Dust and heat hissed off Lanai’s north-facing cliffs, tumbling into the sea below, wind pushed white caps against the normally calm surface. You and I sailed from Maui, just for the afternoon, and although the conditions were poor, you convinced me the least we could do was to get in. Just for a quick dive.
I scuttled to the bow to release the anchor, and tossed it into the turquoise sand. We were here again at Shark Fin Rock. We’d come, as we often did, to visit our father’s grave. He had no remains, no actual burial plot, only a thick marble slate with Gary Shipp engraved on it. We had no flowers, no offerings for him, only rags with which to wipe the algae from his headstone.

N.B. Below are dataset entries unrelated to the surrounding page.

PR #685, opened 2025-08-12
hal/armvXm: use cpu_context_t as exc_context_t 

etiaro:
## Description

This way armv7m & armv8m targets follow convention of having cpu_context_t as substructure of exc_context_t and residing at the end of kernel stack when being in kernel space even during fault handling.

Also adjusted SIZE_FPUCTX to include fpscr and padding as described in [ARM docs](https://developer.arm.com/documentation/ddi0403/d/System-Level-Architecture/System-Level-Programmers--Model/ARMv7-M-exception-model/Exception-entry-behavior#:~:text=%271%27%20then-,framesize%20%3D%200x68%3B,-forcealign%20%3D%20%271).

Currently tested only on imxrt117x

## Motivation and Context

 This assumption simplifies producing coredump in unified way among all targets.

## Types of changes

## How Has This Been Tested?

- [x] Tested by hand on: imxrt117x-evk

## Checklist:

## Special treatment

### DIFF
--- a/hal/armv8m/arch/exceptions.h
+++ b/hal/armv8m/arch/exceptions.h
@@ -25,21 +25,6 @@
 #define SIZE_CTXDUMP 512 /* Size of dumped context */
 
 
-typedef struct _exc_context_t {
-	/* Saved by ISR */
-	u32 psp;
-	u32 r4;
-	u32 r5;
-	u32 r6;
-	u32 r7;
-	u32 r8;
-	u32 r9;
-	u32 r10;
-	u32 r11;
-	u32 excret;
-
-	/* Saved by hardware */
-	cpu_hwContext_t mspctx;
-} exc_context_t;
+typedef cpu_context_t exc_context_t;
 
 #endif
--- a/hal/armv8m/exceptions.c
+++ b/hal/armv8m/exceptions.c
@@ -49,21 +49,18 @@ void hal_exceptionsDumpContext(char *buff, exc_context_t *ctx, int n)
 		"12 #Debug", "13 #", "14 #PendSV", "15 #SysTick"
 	};
 	size_t i = 0;
-	u32 msp = (u32)ctx + sizeof(*ctx);
-	const u32 fpu_hwctx_size = ((ctx->excret & EXC_RETURN_FTYPE) == 0) ? SIZE_FPUCTX : 0;
+	const u32 fpu_hwctx_size = ((ctx->irq_ret & EXC_RETURN_FTYPE) == 0) ? SIZE_FPUCTX : 0;
 	u32 psp = ctx->psp;
 	u32 cfsr, far;
 	cpu_hwContext_t *hwctx;
 
 	/* If we came from userspace HW ctx in on psp stack (according to EXC_RETURN) */
-	if ((ctx->excret & EXC_RETURN_SPSEL) != 0) {
+	if ((ctx->irq_ret & EXC_RETURN_SPSEL) != 0) {
 		hwctx = (void *)ctx->psp;
-		msp -= sizeof(cpu_hwContext_t);
 		psp += sizeof(cpu_hwContext_t) + fpu_hwctx_size;
 	}
 	else {
-		hwctx = &ctx->mspctx;
-		msp += fpu_hwctx_size;
+		hwctx = &ctx->hwctx;
 	}
 
 	n &= 0xf;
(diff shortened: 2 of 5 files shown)


hal/armv7m/imxrt/_init.S
```diff
@@ -192,12 +192,23 @@ _syscallend:
...
 _exceptions_dispatch:
 	cpsid if
+	isb
 
-	mrs r0, psp
-	stmdb sp!, {r0, r4-r11, lr}
+	/* if we came from userspace, make space for hw-saved regs */
+	tst lr, #(1 << 2)
+	it ne
+	subne sp, sp, #(26 * 4) /* space for hw-saved ctx */
```
agkaminski: I think the comment is somewhat misleading - we're aligning the `cpu_context_t` struct, not making space for the ctx - it's never put in there. I would like to also suggest writing the size out more explicitly - `#((8 + 18) * 4)`

agkaminski: Also, I think we can skip this aliment - part of the struct will point to the trash, but it's never accessed. On the other hand we'll save some stack space (that is used extensively in the exception handler)

etiaro: Sure, the comment could be better indeed.

The problem shows up when we start accesing this context as `kstack + kstacksz - sizeof(cpu_context_t)`:
Even if we don't want to deliver signals from exceptions on this target, it's still useful for coredump to have  single kind of context

etiaro: I'm also wondering if we shouldn't move s0-s15, fpscr, pad1 from cpu_context_t to cpu_hwContext_t for more clarity, as it seems to me like these are also hardware-saved.
Or am I missing something here?

hal/armv7m/exceptions.c
```diff
@@ -45,7 +45,7 @@ void hal_exceptionsDumpContext(char *buff, exc_context_t *ctx, int n)
 	cpu_hwContext_t *hwctx;
 
 	/* If we came from userspace HW ctx in on psp stack */
-	if (ctx->excret == RET_THREAD_PSP) {
+	if (ctx->irq_ret == RET_THREAD_PSP) {
 		hwctx = (void *)ctx->psp;
 		msp -= sizeof(cpu_hwContext_t);
```
jmaksymowicz: After the changes you made I think it would make more sense to take `msp` from the `ctx` structure instead of doing this calculation. However, the way you push `msp` on the stack is not correct, see comment in `imxrt/_init.S`. Then you can just
```c
u32 msp = ctx->msp;
```
witout the need to subtract or add to it in C code. `psp` will still need to be added to/subtracted from.

hal/armv7m/imxrt/_init.S
```diff
@@ -192,12 +192,23 @@ _syscallend:
...
-	mrs r0, psp
-	stmdb sp!, {r0, r4-r11, lr}
+	/* if we came from userspace, align to match whole cpu_context_t, as hw-saved regs are on user stack */
+	tst lr, #(1 << 2)
+	it ne
+	subne sp, sp, #((8 + 18) * 4) /* space corresponding to hw-saved ctx */
+
+	vstmdb sp!, {s16-s31}
+	mov r0, sp
+	str r0, [sp, #-8]!
```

You jumped in first: tossing all your gear ahead of you and somersaulting from the bow. I lingered for a moment longer on the sun-soaked deck, breathing in the lightly salted air, then meandered towards to edge. I sat down, pulled on my mask, slid on one fin, then the next, and hopped in after you. When the bubbles cleared and I could see underwater, I saw you at the bottom, looking up at me. I floated, limbs extended, looking like a starfish at the surface, illuminated by the dulled sun. I gasped one breath, then two, and dove down.
“My brother has gills,” I used to brag. When we were still children, when we still shared a bathtub, you frighten me with your breath holding. You’d designate me as lifeguard and timekeeper. I’d comply, but when one, then two minutes would pass and your face was still submerged, and I’d panic. “Hey, okay! Time’s up.” You’d roll over, frustrated with my interference, but never upset. “Okay,” you’d say, “start the timer again then.” And you’d roll over; face down in the bathwater.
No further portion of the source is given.